Kebiasaan membaca masih rendah di kalangan masyarakat khususnya pelajar, sehingga kehadiran taman bacaan umum untuk masyarakat masih sangat dibutuhkan. Karena itu setiap ide atau gagasan untuk membuka taman bacaan dan menumbuh kembangkan semangat membaca harus diapresiasi. “Membangkitkan minat dan semangat membaca di kalangan anak anak dan orang tua harus terus ditumbuhkan, demi terciptanya habit atau kebiasaan membaca di kalangan masyarakat. Habit membaca yang baik akan berdampak pada peningkatan mutu SDM Indonesia di masa depan,” ujar penggagas Taman Bacaan Masyarakat (TBM) “Bukdur Bercerita,” Safrudiningsih pada peresmian TBM tersebut di kediamannya, Jalan Bukit Duri Tanjakan III/3, Tebet, Jakarta, Selatan, Sabtu (30/11).

Peresmian TBM Bukdur Bercerita juga bersamaan dengan acara “Workshop Bunda Mendongeng di Hari Dongeng Nasional” yang diselenggarakan Kampung Dongeng Jakarta Selatan. Para pendongeng dari Jakarta yang hadir yakni oleh Arizal Hambali atau Kak Rizal, Nuryanti alias Kak Yanti, Suciati yang akrab disapa Ka Uci, Titin Yani Yualianti yang biasa dipangil Kak Titin, Muthiah Silmi Sajidah atau Kak Muthi, Safrudiningsih atau Kak Ning, dan Iwan M Ridwan yang disapa Kak Iwan. Peresmian TBM Bukdur Bercerita dihadiri anak anak usia SD dan SMP dan para orang tuanya. Anak anak dengan semangat membaca beragam buku cerita yang disediakan TBM, sementara orang tua mereka mendengarkan paparan tentang kiat dan tips mendongeng untuk anak anak agar menarik perhatian.

Selain penjelasan mengenai kiat dan tips mendongeng, ditampilkan juga hiburan sulap dari Kak Ning yang membuat anak anak dan orang tua yang hadir terhibur. Di akhir workshop, para orang tua diminta memperagakan bagaimana mendongeng yang baik. Orang tua yang semuanya perempuan pun tertarik mencoba bagaimana mendongeng. Ada yang mendongeng tentang kisah “Si Kancil Anak Nakal” dan ada juga yang mendongeng tentang bagaimana mengajarkan bersuci atau berwudhu sebelum salat.

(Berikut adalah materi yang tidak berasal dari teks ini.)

PR #799, opened 2023-07-29
CST1229/zip: use exported JSZip from VM

GarboMuffin:


GarboMuffin:
(this will wait until after packager update for placeholder & desktop app)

Lebih lanjut Safrudingsih mengatakan, TBM Bukdur Bercerita yang dibuka untuk masyarakat sekitar Bukit Duri Tanjakan ini untuk membantu memasyarakatkan minat baca di kalangan anak dan orang tua yang kini mulai berkurang karena banyak faktor, baik karena gawai maupun televisi. “Kita ingin mengembalikan kebiasaan membaca dan mendongeng, sebab hal ini sangat penting sekali untuk pertumbuhan kecerdasan anak. Di TBM Bukdur Bercerita, selain kami sediakan buku bacaan bermutu, juga kita dongengkan cerita, baik diambil dari buku maupun sumber lain,” katanya. Menurut perempuan yang akrab disapa Kak Ning ini, TBM yang akan buka pada minggu ketiga setiap bulannya .

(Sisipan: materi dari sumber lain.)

Issue #806, opened 2023-07-30
LZstring bug


Skyhigh173:
It doesn't work when input is number.![image](https://github.com/TurboWarp/extensions/assets/100467674/72b1a369-d4c0-4c71-8aac-c1b06bf9beff)

PR #808, opened 2023-07-30
TheShovel/LZ-String: fix a couple errors

GarboMuffin:
- fix "compress [11] as [...]" returning broken output - https://github.com/TurboWarp/extensions/issues/806
 - put more error handling in decompress


SurvExe1Pc:
ah ok!

PR #813, opened 2023-07-30
Prettier

GarboMuffin:
instead of eslint screaming at you and me fixing all of your style issues somewhat manually, we'll just make the computer do it for you


LilyMakesThings:
I think I have an idea of what this will do, but just to clarify, what _does_ this do?

Flappy25:
Wow

CubesterYT:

Namun bukan tidak mungkin akan dibuka setiap akhir pekan, sambil memonitor minat anak anak di sekitar Bukit Duri. ”Semoga saja kita bisa memberikan layanan lebih baik untuk anak anak Bukit Duri,” katanya. Sedangkan para orang tua yang hadir menyatakan kegembiranannya dengan dibukanya TBM Bukdur Bercerita mengintgat selama ini banyak waktu anak anak dihabiskan untuk menonton TV dan bermain gawai.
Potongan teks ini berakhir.